# Mouse + coyote skull = photo ops!



## Rhasputin (Feb 21, 2010)

I wanted to get some more interesting photos, with other skulls and things, but the coyote was the only one the mouse liked! 
She got right in, and used it like a little house. Even cleaned herself in there, HAH.
Oh, the one photo, with the horns, those are Springbok horns. 
I wish I had a better camera, or knew a photographer!


----------



## Jack Garcia (Oct 9, 2009)

The next to the last is my favorite.

The mouse looks purple in some of the pics.


----------



## Evangeline (May 23, 2010)

Where did you get that skull? I have been looking for a dog like skull for a while!! Not to show off and that but im really interested in dogs and how they work lol. Ive seen plastic moulded ones but they were like $300 so about £200 for me


----------



## Rhasputin (Feb 21, 2010)

WHAT. I can get you a coyote skull for like . . . $30 bucks if you want a clean one like that. 
I do semi-professional skull cleaning.


----------



## Evangeline (May 23, 2010)

What is that a real one? Will it survive being shipped to the UK?


----------



## Rhasputin (Feb 21, 2010)

Yep. Shipping to the UK is perfectly alright, probably would be a around $10 
And yes, that's a real one in the photos.


----------



## Jack Garcia (Oct 9, 2009)

You can't ship it out of the country without additional steps. It's probably considered an "animal or animal part" under the US Customs and as such will need to have clearance or else you could go to jail.

I work for the USPS and we have this question from time to time, even with people wanting to send tissue samples or fur. Depending on your state, the species of remains, where it's going, and what body part it actually is, it can be illegal to send out of the US and both the shipper and the receiver will get in trouble. Call your local Custom's office and ask to be sure before you mail it. The USPS may or or may not know, but Customs will know for sure.


----------



## Rhasputin (Feb 21, 2010)

Yes you can ship it over seas without additional steps . . .
I do it all the time, and so do other people. I don't know what rules you're reading Jack, but it's perfectly legal, and needs no extra steps, or claims. 

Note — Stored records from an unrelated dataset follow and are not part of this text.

PR #23, opened 2016-05-16
[JENKINS-34850] Default shell is not used when configured in the glob…

marcel-hamer:
Update to use the default shell when configured in Jenkins.

[JENKINS-34850](https://issues.jenkins-ci.org/browse/JENKINS-34850)


jglick:
:-1:, this is wrong. The default shell _is_ used for the nested process, which is what your argument to the `sh` step would be, unless overridden by an explicit shebang. The _wrapper_ process is written for the Bourne shell and must only ever be run with it.

jglick:
Not a defect.

PR #24, opened 2016-05-19
[JENKINS-34150] Fixes my observed issue.

jtnord:
I have a reproducable tests case in a propratary implementation using this
code that is 100% reproducable.
The simple "`@echo off`" fixes the failing test for me.

It seems that in the case that the parent process has been killed (e.g.
the slave dies) then all though the script terminates successfully and the
wrapper terminates successfully (checked with process monitor) there is no
attempt to create the result file.
where the parent process has not been killed I never see this issue.
All I needed to do to fix the issue I was observing is add `@echo off` as
the first line of the wrapper script. Basically I believe as it is trying to
echo the commands to be run before running the commands and as there is no
longer anything consuming the wrappers input/output when echoing the
command it is doomed to fail (but strangely not with an exit code that
implies something died!??!

@reviewbybees
https://issues.jenkins-ci.org/browse/JENKINS-34150

### DIFF
--- a/src/main/java/org/jenkinsci/plugins/durabletask/WindowsBatchScript.java
+++ b/src/main/java/org/jenkinsci/plugins/durabletask/WindowsBatchScript.java
@@ -54,7 +54,7 @@ public final class WindowsBatchScript extends FileMonitoringTask {
         }
         BatchController c = new BatchController(ws);
 
-        c.getBatchFile1(ws).write(String.format("cmd /c \"\"%s\"\" > \"%s\" 2>&1\r\necho %%ERRORLEVEL%% > \"%s\"\r\n",
+        c.getBatchFile1(ws).write(String.format("@echo off \r\ncmd /c \"\"%s\"\" > \"%s\" 2>&1\r\necho %%ERRORLEVEL%% > \"%s\"\r\n",
                 c.getBatchFile2(ws).getRemote().replace("%", "%%"),
                 c.getLogFile(ws).getRemote().replace("%", "%%"),
                 c.getResultFile(ws).getRemote().replace("%", "%%")


jtnord:
may or may not obsolete #21

stephenc:
:bee:

rsandell:
:bee:

amuniz:
:bee: let's try it!

src/main/java/org/jenkinsci/plugins/durabletask/WindowsBatchScript.java
```diff
@@ -54,7 +54,7 @@ public String getScript() {
         }
         BatchController c = new BatchController(ws);
 
-        c.getBatchFile1(ws).write(String.format("cmd /c \"\"%s\"\" > \"%s\" 2>&1\r\necho %%ERRORLEVEL%% > \"%s\"\r\n",
+        c.getBatchFile1(ws).write(String.format("@echo off \r\ncmd /c \"\"%s\"\" > \"%s\" 2>&1\r\necho %%ERRORLEVEL%% > \"%s\"\r\n",
```
jglick: :ant: stray space at end of line

jglick:
:bee: I think, without fully understanding the issue. But

> fixes the failing test for me

so can we copy the test from #21 to defend against regressions, or is it flaky or problematic somehow?

jtnord:
> so can we copy the test from #21 to defend against regressions, or is it flaky or problematic somehow?

I'm not sure we are all seeing the same issue, I can give it a whirl...

jtnord:
@jglick the unit test is still failing with this fix implying that there is something else as well.
However this fix is confirmed to fix the issue for at least [one other person](https://issues.jenkins-ci.org/browse/JENKINS-34150?focusedCommentId=258154&page=com.atlassian.jira.plugin.system.issuetabpanels:comment-tabpanel#comment-258154)

jglick:
Well let us try this one, because the fix is small and looks very safe and apparently fixes at least some of the reported cases.

PR #27, opened 2016-07-12
[JENKINS-26133] API for capturing output of a command

jglick:
Infrastructure for [JENKINS-26133](https://issues.jenkins-ci.org/browse/JENKINS-26133).

@reviewbybees

### DIFF
--- a/src/main/java/org/jenkinsci/plugins/durabletask/FileMonitoringTask.java
+++ b/src/main/java/org/jenkinsci/plugins/durabletask/FileMonitoringTask.java
@@ -42,6 +42,7 @@ import java.util.UUID;
 import java.util.logging.Level;
 import java.util.logging.Logger;
 import jenkins.MasterToSlaveFileCallable;
+import org.apache.commons.io.IOUtils;
 
 /**
  * A task which forks some external command and then waits for log and status files to be updated/created.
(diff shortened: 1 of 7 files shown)


src/main/java/org/jenkinsci/plugins/durabletask/FileMonitoringTask.java
```diff
@@ -157,6 +158,11 @@ protected FileMonitoringController(FilePath ws) throws IOException, InterruptedE
             }
         }
 
+        @Override public byte[] getOutput(FilePath workspace, Launcher launcher) throws IOException, InterruptedException {
+            // TODO could perhaps be more efficient for large files to send a MasterToSlaveFileCallable<byte[]>
+            return IOUtils.toByteArray(getOutputFile(workspace).read());
```
rsandell: Do IOUtils have max heap size protection here or is it possible to allocate to much?

rsandell:
:bee:

src/main/java/org/jenkinsci/plugins/durabletask/FileMonitoringTask.java
jglick: If you are retrieving a file large enough to have to ask this question, you have got bigger problems, since the return value is going to be serialized in `program.dat`, etc.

The only acceptions I can think of, are raw fur and skulls, and federally protected species.


----------



## Jack Garcia (Oct 9, 2009)

I'm more familiar with importing whole animals (as opposed to exporting parts), so this is what US Customs and Border Patrol has to say:



US Customs said:


> Before you leave for your trip abroad, you might want to talk to CBP about the items you plan to bring back to be sure they're not prohibited or restricted. Prohibited means the item is forbidden by law to enter the United States. Examples of prohibited items are dangerous toys, cars that don't protect their occupants in a crash, bush meat, or illegal substances like absinthe and Rohypnol. Restricted means that special licenses or permits are required from a federal agency before the item is allowed to enter the United States. _Examples of restricted items include firearms, certain fruits and vegetables, animal products, animal by products, and some animals._


(emphasis added)

This only speaks to things entering the US, so the laws may in fact be different for animal parts leaving the US.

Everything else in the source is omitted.